═══ DATA FOR THIS TASK

PR #121, opened 2024-07-09
Feat: add save file to disk RPC for BSPs

links234:


client/rpc/src/lib.rs
```diff
@@ -134,7 +162,9 @@ where
         // https://doc.rust-lang.org/std/io/trait.Read.html#errors-1
         loop {
             let mut chunk = Vec::with_capacity(FILE_CHUNK_SIZE as usize);
-            let read_result = file.by_ref().take(FILE_CHUNK_SIZE).read_to_end(&mut chunk);
```
a-moreira, line 137: Why do we need this change? Just trying to understand

client/rpc/src/lib.rs
```diff
@@ -183,6 +213,60 @@ where
...
+        // Acquire FileStorage read lock.
+        let read_file_storage = self.file_storage.read().await;
+
+        let file_key_hash: HasherOutT<T> = TryFrom::<[u8; 32]>::try_from(file_key.to_fixed_bytes())
+            .map_err(|_| into_rpc_error("Invalid file key hash"))?;
+
+        // Retrieve file metadata from File Storage.
+        let file_metadata = match read_file_storage.get_metadata(&file_key_hash) {
+            Ok(metadata) => metadata,
+            Err(FileStorageError::FileDoesNotExist) => return Ok(SaveFileToDisk::FileNotFound),
```
a-moreira, line 230: Shouldn't we return `Err` here as well?

links234: Why? The result is an enum which defines 3 states: we don't have the file, we have it partially (and we return a count of total and current chunk count) and we have it all (in which case we save it). This case is when we do not have the file.

client/rpc/src/lib.rs
links234: `by_ref` in this case is a method part of the `std::io::Read` trait.
Prior to this we only had in scope this trait, but now we also have `std::io::Write` which also has a method `by_ref`. This rightfully confuses the compiler.

client/rpc/src/lib.rs
links234: It is not really an error to not have a requested file and some consumer of this RPC might want for example to monitor the progress of the file being download.

client/rpc/src/lib.rs
a-moreira: Makes sense!

client/rpc/src/lib.rs
a-moreira: > some consumer of this RPC might want for example to monitor the progress of the file being download.

makes sense!

test/suites/integration/bsp-volunteer.test.ts
```diff
@@ -211,7 +211,11 @@ for (const bspNetConfig of bspNetConfigCases) {
       // TODO: check the file key. We need an RPC endpoint to compute the file key.
 
       await it("downloaded file passed integrity checks", async () => {
-        await checkBspForFile("test/whatsup.jpg");
```
ffarall, line 214: Why not keeping this check as well?

ffarall (approved):

test/suites/integration/bsp-volunteer.test.ts
links234: That check is just to wait for the file to be written and nothing more. After we get the response from the `saveFileToDisk` rpc, we know for sure the file is there (if success).

PR #124, opened 2024-07-11
feat: unify integration tests

a-moreira:
feat: unify integration tests under one file with different test cases for NoisyNet and RocksDB storage layer.


ffarall (approved):
Awesome work and elegant solution!

PR #130, opened 2024-07-17
feat: ✨ Implement BSP submit proof task to respond to challenges

ffarall:
In this PR:
1. Add `BspSubmitProofTask` which
    1. Is triggered by a challenge seed relevant to a `ProviderId` the Blockchain Service is paying attention to.
    2. Derives the challenges from the seed.
2. Adds the following runtime APIs to Proofs Dealer pallet:
    1. `get_challenges_from_seed`
    2. `get_forest_challenges_from_seed`
    3. `get_current_tick`
    4. `get_next_deadline_tick`
5. Adds commands to the Blockchain Service to access newly added runtime APIs from BSP tasks.
6. Creates type alias `StorageProofsMerkleTrieLayout` for the `TrieLayout` and `Hasher` used in StorageHub.
7. Adds `ChunkId::from_challenge` helper function to unify how a chunk ID is derived from a challenge hash.
8. Renames mock tasks to be prefixed with `mock_`.
9. Removes the use of `.expect` from `bsp_upload_file` task, to return with errors instead.


test/suites/integration/bsp/challenge-cycle.test.ts
```diff
@@ -1,78 +1,172 @@
...
+      const challengePeriodResult =
+        await bspApi.call.proofsDealerApi.getChallengePeriod(DUMMY_BSP_ID);
+      assert(challengePeriodResult.isOk);
+      const challengePeriod = challengePeriodResult.asOk.toNumber();
+      // Then we calculate the next challenge tick.
+      const nextChallengeTick = lastTickBspSubmittedProof + challengePeriod;
+
+      // Calculate how many blocks to advance until next challenge tick.
+      const currentBlock = await userApi.rpc.chain.getBlock();
+      const currentBlockNumber = currentBlock.block.header.number.toNumber();
```
snowmead, line 65: Here's a one liner to get the current block number:
```typescript
const blockNumber = await api.query.system.number();
```

test/util/bspNet/docker.ts
```diff
@@ -134,3 +135,13 @@ export const addBspContainer = async (options?: {
...
 };
+
+export const pauseBspContainer = async (containerName: string) => {
+  const docker = new Docker();
+  const container = docker.getContainer(containerName);
+  await container.pause();
+};
+
+export const resumeBspContainer = async (_containerName: string) => {
+  throw new Error("This function is not implemented yet.");
```
snowmead, line 146: I believe I am missing something here, isn't this just a call to `unpause`?

snowmead (approved):
Beast!

test/suites/integration/bsp/challenge-cycle.test.ts
```diff
@@ -1,78 +1,172 @@
...
+        // Increment challenge periods until we get a number that is greater than the current tick.
+        const currentTick = (await bspApi.call.proofsDealerApi.getCurrentTick()).toNumber();
+        while (currentTick >= nextChallengeTick) {
+          // Go one challenge period forward.
+          nextChallengeTick += challengePeriod;
+        }
+        // Finally, advance to the next challenge tick.
+        const currentBlock = await userApi.rpc.chain.getBlock();
+        const currentBlockNumber = currentBlock.block.header.number.toNumber();
+        const blocksToAdvance = nextChallengeTick - currentBlockNumber;
```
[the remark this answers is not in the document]
ffarall: Your assumption is correct, but I don't think we should add such parameter because `get_next_deadline_tick` should return the **deadline**, which includes the tolerance. We could have another runtime API for getting the next challenge block, but we already have runtime APIs for the last tick a provider submitted a proof for, and the challenge period of a provider. You can get the next challenge block by adding those two. And as you can see from this PR, adding a runtime API takes A LOT of boilerplate code.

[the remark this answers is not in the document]
snowmead: Ya I assumed that was the reason, but I like the way we offload StorageHub protocols to runtime APIs, since it simplifies client side development. If you don’t think it’s that much of a gain, it’s fine by me, but I would have done it.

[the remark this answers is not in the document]
ffarall: Yeah, feel free to add it whenever if you want.

test/util/bspNet/docker.ts
timbrinded: my first thought would be that the node doesn't know it needs to catch up to head and so gets sync issues. 

My first attempt to impl this will be to mount the kvp db in a temp volume, and restart the container and purge unfinalized blocks. This is similar what devops would do (turn it off and on again).

timbrinded (commented):
no issues with this, looks good. Bar has been set quite high for getting the most out of typescript

api-augment/dist/interfaces/storagehubclient/definitions.js
```diff
@@ -1,3 +1,4 @@
+import { runtime } from "./runtime";
```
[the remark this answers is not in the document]
timbrinded: as in this whole feature, not just this one line

timbrinded (approved):

client/blockchain-service/src/handler.rs
```diff
@@ -72,7 +74,7 @@ lazy_static! {
     // Would be cool to be able to do this...
     // let events_storage_key = frame_system::Events::<storage_hub_runtime::Runtime>::hashed_key();
 
-    // Static and lazily initialized `events_storage_key`
+    // Static and lazily initialised `events_storage_key`
```
TDemeco, line 77: lol 🤣

api-augment/src/interfaces/storagehubclient/runtime.ts
TDemeco, line 1: I actually did this when testing adding runtime APIs for type completion and was going to suggest we map a task for it, it's great that you did it!
I also explored a way of getting the metadata V15 from the chain and using that (which has the runtime APIs embedded in it, while the V14 doesn't) to augment the API and not have to manually add these, but after an afternoon of trying to accomplish that it proved a little more complex than expected. Maybe it's worth to explore it in the future if we keep adding or changing runtime APIs

docker/dev-keystores/bsp-down/6173676ee0e6295fe37348de5608dd982fb3f9d769c465f5a403fcceef0557d9b53c2351
TDemeco, line 1: What are all these dev-keystores files that were added? Are they to have in a file the derivation path of the BSP accounts to simulate a sort of pem file that a BSP would actually have?

runtime/src/configs/mod.rs
```diff
@@ -81,6 +81,8 @@ use super::{
 };
 use xcm_config::{RelayLocation, XcmOriginToTransactDispatchOrigin};
 
+pub type StorageProofsMerkleTrieLayout = LayoutV1<BlakeTwo256>;
```
TDemeco, line 84: Nice abstraction

TDemeco (approved):
LGTM 💯

api-augment/src/interfaces/storagehubclient/runtime.ts
ffarall: I agree with this, let's keep it in the back of our heads.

══════

EXERCISE DIRECTIONS:
Extract from the data every line where "ffarall" shows up.

EXERCISE RESULT:
ffarall, line 214: Why not keeping this check as well?
ffarall (approved):
ffarall (approved):
ffarall:
ffarall: Your assumption is correct, but I don't think we should add such parameter because `get_next_deadline_tick` should return the **deadline**, which includes the tolerance. We could have another runtime API for getting the next challenge block, but we already have runtime APIs for the last tick a provider submitted a proof for, and the challenge period of a provider. You can get the next challenge block by adding those two. And as you can see from this PR, adding a runtime API takes A LOT of boilerplate code.
ffarall: Yeah, feel free to add it whenever if you want.
ffarall: I agree with this, let's keep it in the back of our heads.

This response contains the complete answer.